Time Period: 1790’s to 1850’s same as Emerson
ALL SAME AS EMERSON
"Where are the blossoms of those summers!--fallen, one by one; so all of my family departed, each in his turn, to the land of spirits. I am on the hilltop and must go down into the valley; and when Uncas follows in my footsteps there will no longer be any of the blood of the Sagamores, for my boy is the last of the Mohicans." Chingachgook to Hawkeye, Ch. 3
Cooper's depiction of American Indians was sometimes criticised as unrealistic and implausible. Over fifty years after The Deerslayer (1841) was published Mark Twain served up a heaping plate of sardonic but scathing criticism of it and Cooper in his essay "Fenimore Cooper's Literary Offences" (1895). But as Cooper writes in his Introduction to The Last of the Mohicans;
The Mohicans were the possessors of the country first occupied by the Europeans in this portion of the continent. They were, consequently, the first dispossessed; and the seemingly inevitable fate of all these people, who disappear before the advances, or it might be termed the inroads, of civilization, as the verdure of their native forests falls before the nipping frosts, is represented as having already befallen them. There is sufficient historical truth in the picture to justify the use that has been made of it.
Written during the 18th century days of the American Frontier, Cooper popularised the plight of Native peoples in his writings with a sympathetic although romanticised vision. 'White man' Natty 'Hawkeye' Bumppo, nicknamed 'The Long Rifle' embodies the heroic frontiersman who bridges the gap with camaraderie and friendship to the 'Red man', Chingachgook and Uncas, to name a few. Bumppo is the hero of Cooper's "Leatherstocking Tales" series, here listed with their publication dates:
The Pioneers: The Sources of the Susquehanna, A Descriptive Tale (1823),
The Last of the Mohicans: A Narrative of 1757 (1826),
The Prairie: A Tale (1827),
The Pathfinder: The Inland Sea (1840), and
The Deerslayer: The First War Path (1841)
However, they are best appreciated if read by their fictitious chronological dates that follow Bumppo's life;
The Deerslayer (set in the year 1744),
The Last of the Mohicans (1757),
The Pathfinder (1750s),
The Pioneers (1793),
The Prairie (1804).
Author of sea-tales like The Pilot (1823) and revolutionary war romances like The Spy (1821), Cooper also wrote many short stories and non-fiction works critiquing American values and morals such as in The American Democrat (1838), Homeward Bound (1838), and its sequel Home as Found (1838). Cooper was a friend of Washington Irving, Ralph Waldo Emerson, and Nathaniel Hawthorne, and is said to have influenced Herman Melville and earned the praise of Wilkie Collins. Many of Cooper's novels are still in print today and have been the source for popular feature film adaptations.

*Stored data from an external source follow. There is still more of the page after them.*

PR #7456, opened 2026-03-17
[python] Add streaming reads to paimon CLI (`table stream` command)

tub:
## Summary

- Adds `paimon table stream <db.table>` CLI subcommand that continuously polls a Paimon table and prints new rows as they arrive until Ctrl+C
- Adds `StreamReadBuilder.with_scan_from()` to the library so programmatic users can also control starting position (`"latest"`, `"earliest"`, or a snapshot ID integer)
- Timestamp support in `--from` is resolved to a snapshot ID at the CLI layer (no timestamps in the library API)
  - I can push this down into the library if we think it'll be useful

## Flags

| Flag | Default | Description |
|---|---|---|
| `--from` | `latest` | Starting position: `latest`, `earliest`, snapshot ID, or timestamp (`YYYY-MM-DD`, ISO 8601) |
| `--select` | — | Column projection (comma-separated) |
| `--where` | — | SQL-subset filter predicate |
| `--format` | `table` | Output format: `table` or `json` |
| `--poll-interval-ms` | `1000` | Milliseconds between snapshot polls |
| `--include-row-kind` | off | Prepend `_row_kind` column (`+I`, `-U`, `+U`, `-D`) |
| `--consumer-id` | — | Persist scan progress for at-least-once resume |

## Changes

- `paimon-python/pypaimon/cli/cli_table_stream.py` — new command handler + `parse_from_position()` timestamp resolver
- `paimon-python/pypaimon/cli/cli_table.py` — register `stream` subparser
- `paimon-python/pypaimon/read/stream_read_builder.py` — `with_scan_from()`
- `paimon-python/pypaimon/read/streaming_table_scan.py` — `scan_from` startup resolution (consumer restore always wins)

## Test plan

- [x] `pypaimon/tests/stream_read_builder_test.py` — 7 new unit tests for `with_scan_from()`
- [x] `pypaimon/tests/streaming_table_scan_test.py` — 4 new integration tests (`earliest`, numeric ID, `latest`, consumer-overrides-scan_from)
- [x] `pypaimon/tests/cli_table_stream_test.py` — 20 new tests (CLI integration + `parse_from_position` unit tests)

🤖 Generated with [Claude Code](https://claude.com/claude-code)

### DIFF
--- a/paimon-python/pypaimon/cli/cli_table_stream.py
+++ b/paimon-python/pypaimon/cli/cli_table_stream.py
@@ -23,52 +23,38 @@ Continuously polls a table for new snapshots and prints rows as they arrive.
 
 import json
 import sys
-from datetime import datetime, timezone, timedelta
 from typing import Union
 
 from pypaimon.snapshot.snapshot_manager import SnapshotManager
 
 
-# Timestamp format strings tried in order during parse_from_position.
-_TIMESTAMP_FORMATS = [
-    "%Y-%m-%dT%H:%M:%S%z",  # ISO 8601 with offset (e.g. +05:30 or Z via strptime %z)
-    "%Y-%m-%dT%H:%M:%S",    # ISO 8601 naive
-    "%Y-%m-%d %H:%M:%S",    # space-separated naive
-    "%Y-%m-%d",             # date only
-]
-
-
 def _parse_timestamp(value: str) -> int:
     """Parse a human-readable datetime string to epoch milliseconds.
 
+    Accepts ISO 8601, space-separated datetimes, date-only strings, and named
+    timezones (e.g. "2025-01-15T10:30:00 EST", "2025-01-15T10:30:00 Europe/London").
     Naive datetimes (no timezone) are treated as local machine time.
     Returns epoch ms as an integer.
     Raises ValueError on unrecognised format.
     """
-    # Handle the 'Z' suffix — Python <3.11 strptime doesn't recognise 'Z' as UTC
-    normalised = value
-    if normalised.endswith("Z"):
-        normalised = normalised[:-1] + "+00:00"
+    from dateutil import parser as dateutil_parser
+    from dateutil.parser import ParserError
 
-    for fmt in _TIMESTAMP_FORMATS:
-        try:
-            dt = datetime.strptime(normalised, fmt)
-            break
-        except ValueError:
-            continue
-    else:
+    try:
+        dt = dateutil_parser.parse(value)
+    except (ParserError, OverflowError):
         raise ValueError(
             f"Unrecognised timestamp format: '{value}'. "
             "Expected formats: YYYY-MM-DD, YYYY-MM-DD HH:MM:SS, "
-            "YYYY-MM-DDTHH:MM:SS, YYYY-MM-DDTHH:MM:SSZ, or YYYY-MM-DDTHH:MM:SS+HH:MM"
+            "YYYY-MM-DDTHH:MM:SS, YYYY-MM-DDTHH:MM:SSZ, YYYY-MM-DDTHH:MM:SS+HH:MM, "
+            "or a datetime with a named timezone (e.g. '2025-01-15T10:30:00 EST')"
         )
 
     if dt.tzinfo is None:
         # Treat naive datetime as local time
         dt = dt.astimezone()
 
-    epoch_ms = int(dt.timestamp() * 1000)
-    return epoch_ms
+    return int(dt.timestamp() * 1000)
 
 
 def parse_from_position(value: str, snapshot_manager: SnapshotManager) -> Union[str, int]:
--- a/paimon-python/pypaimon/cli/cli_table_stream.py
+++ b/paimon-python/pypaimon/cli/cli_table_stream.py
@@ -1,0 +1,230 @@
+################################################################################
+#  Licensed to the Apache Software Foundation (ASF) under one
+#  or more contributor license agreements.  See the NOTICE file
+#  distributed with this work for additional information
+#  regarding copyright ownership.  The ASF licenses this file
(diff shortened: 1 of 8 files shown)


JingsongLi (commented):
Nice CLI addition for pypaimon. The `table stream` command provides a user-friendly way to tail table changes.

**Review:**

1. **Feature set**: `--from`, `--select`, `--where`, `--format`, `--poll-interval-ms`, `--include-row-kind`, `--consumer-id` — comprehensive flag set covering the common streaming read scenarios.

2. **Library API addition**: `StreamReadBuilder.with_scan_from()` is useful beyond CLI. Good separation between library and CLI layers.

3. **+859 additions** is substantial. The split between CLI handler, library API, and tests is clean.

4. **Consumer-id for at-least-once resume**: Persisting scan progress enables resumable tailing. Important for operational use.

5. **Timestamp resolution at CLI layer**: Making the library API accept snapshot IDs while the CLI resolves timestamps is the right layering. Pushing timestamp resolution down to the library is optional.

6. **Test coverage**: `cli_table_stream_test.py`, `stream_read_builder_test.py`, `streaming_table_scan_test.py` — three test files covering different layers. Good.

7. **Poll interval**: Default 1000ms is reasonable. Consider documenting that very low intervals (< 100ms) may cause unnecessary load on the metadata path.

LGTM. Well-designed feature.

JingsongLi:
Please make this not a draft.

leaves12138 (commented):
Thanks for the update. I reviewed the latest version again.

The CLI layering looks reasonable now: `table stream` keeps the human-friendly parsing in the command layer, resolves timestamp-based `--from` values to snapshot IDs, and passes a normalized scan position down to `StreamReadBuilder`. The streaming scan behavior also looks consistent to me: consumer restore takes precedence over `scan_from`, `earliest` emits an initial full-scan plan from the earliest snapshot, and numeric snapshot IDs rely on the follow-up scan path.

The new tests cover the main CLI paths, output formats, `--from` parsing, builder propagation, and the streaming scan startup semantics. I do not see a blocking code issue from this pass.

One small follow-up you may consider (not blocking from my side): since `StreamReadBuilder.with_scan_from()` is a public programmatic API and its docstring restricts values to `"latest"`, `"earliest"`, or a positive integer snapshot ID, it would be a bit nicer to fail fast there for invalid strings or non-positive integers instead of letting the scan loop fail later. The CLI already normalizes its inputs, so this is mostly API hardening.

I noticed the latest Python lint jobs are still in progress, so I am leaving this as a review comment rather than approval for now. If those checks turn green, this looks good to merge from my side.

tub:
Rebased & fixed up the tests, sorry for the delay, was out of the office for a while.

paimon-python/pypaimon/cli/cli_table_stream.py
```diff
@@ -0,0 +1,216 @@
...
+            print(f"Error: {e}", file=sys.stderr)
+            sys.exit(1)
+    elif from_position.strip().isdigit():
+        from_position = int(from_position.strip())
+
+    # --- Build StreamReadBuilder ---
+    builder = table.new_stream_read_builder()
+
+    if user_columns:
+        builder = builder.with_projection(user_columns)
```
JingsongLi, line 175: When --select is combined with a --where predicate that references a non-selected column, this projection drops the predicate column from the read schema. The reader then cannot evaluate the row predicate and returns unfiltered rows. For example, --from earliest --select id --where "age > 18" returns both ids for rows (1, age=10) and (2, age=30). Please mirror table read here: add WHERE-referenced fields to the internal projection, then drop those extra columns from the printed output.

paimon-python/pypaimon/read/streaming_table_scan.py
```diff
@@ -130,13 +134,28 @@ async def stream(self) -> AsyncGenerator[Plan, None]:
...
             consumer = self._consumer_manager.consumer(self._consumer_id)
             if consumer:
                 self.next_snapshot_id = consumer.next_snapshot
 
-        # Initial scan
+        # Resolve scan_from if no position has been set yet (no consumer restore)
+        if self.next_snapshot_id is None and self._scan_from is not None:
+            scan_from = self._scan_from
+            if scan_from == "earliest":
+                earliest_snapshot = self._snapshot_manager.try_get_earliest_snapshot()
```
JingsongLi, line 147: try_get_earliest_snapshot() raises RuntimeError when the table has no snapshots; it does not return None. That means table stream --from earliest on a newly created empty table exits before reaching the polling loop, despite the comment below. Please handle the no-snapshot case before or around this call so the stream waits for the first snapshot.

paimon-python/pypaimon/cli/cli_table_stream.py
```diff
@@ -0,0 +1,216 @@
...
+    # Anything containing '-', 'T', ':', or '/' is treated as a timestamp
+    if any(c in value for c in ("-", "T", ":", "/")):
+        epoch_ms = _parse_timestamp(value)
+        snapshot = snapshot_manager.earlier_or_equal_time_mills(epoch_ms)
+        if snapshot is None:
+            raise ValueError(
+                f"No snapshot found at or before '{value}'. "
+                "The timestamp may predate all stored snapshots."
+            )
+        return snapshot.id
```
JingsongLi, line 89: `AsyncStreamingTableScan` treats a numeric `scan_from` as the next snapshot to emit, so resolving a timestamp with `earlier_or_equal_time_mills` and returning that same snapshot id makes `--from <timestamp>` include data from before the requested time. For example, with S1 at 10:00 and S2 at 11:00, `--from 10:30` resolves to S1 and then streams S1. Please either return `snapshot.id + 1` for timestamp inputs, or resolve to the first snapshot at/after the timestamp so timestamp starts do not replay an older commit.

JingsongLi:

James Cooper was born on 15 September 1789 in Burlington, New Jersey, U.S.A, the eleventh child born to Elizabeth née Fenimore (1752-1817) and Congressman, Judge, and founder of Cooperstown, William Cooper (1754-1809). A year after James was born the family moved to the banks of Otsego Lake in Otsego County, where William built the first home and founded Cooperstown.
Cooper entered Yale College in New Haven, Connecticut in 1803 but was expelled a few years later. He then worked as a sailor on a merchant ship, travelling to such far away places as the Strait of Gibraltar. In 1808 he joined the United States Navy as midshipman and it was on the seas that he started to seriously think of himself as a writer. After the death of his father, he resigned from the Navy and went back to the land to try his hand at farming.
On 1 January 1811, in Mamaroneck, New York, Cooper married Susan Augusta DeLancey (1792-1852) with whom he would have seven children: daughters Elizabeth (1811-1813), Susan (1813-1894), Caroline (1815-1892), Anne (1817-1885), and Maria (1819-1898); and sons Fenimore (1821-1823) and Paul (1824-1895). After living for a time in New Rochelle, New York State, the Coopers moved to Scarsdale, New York where James built a home. Soon after Cooper was spending much time in New York City, where he founded the 'Bread and Cheese Club' in 1822.
In 1826, the same year he legally added Fenimore to his name, James, Susan and the children moved to Europe. Cooper served as United States Consul in Lyons, France, while also travelling to many other countries including Italy, Switzerland, England, and The Netherlands. In 1833 the Coopers returned to the United States, settling in Cooperstown, although Cooper made many trips to New York, Philadelphia, and Baltimore. He continued his prodigious output of fiction and non including History of the Navy of the United States of America (1839), The Lives of Distinguished Naval Officers (1846), and The Towns of Manhattan (1851).
James Fenimore Cooper died on 14 September 1851 in Cooperstown, New York, U.S.A. He lies buried in the family plot in the Christ Episcopal Churchyard in Cooperstown. His wife Susan survived him by just a few months, and now rests with him.
Biography written by C. D. Merriman for Jalic Inc. Copyright Jalic Inc. 2007. All Rights Reserved.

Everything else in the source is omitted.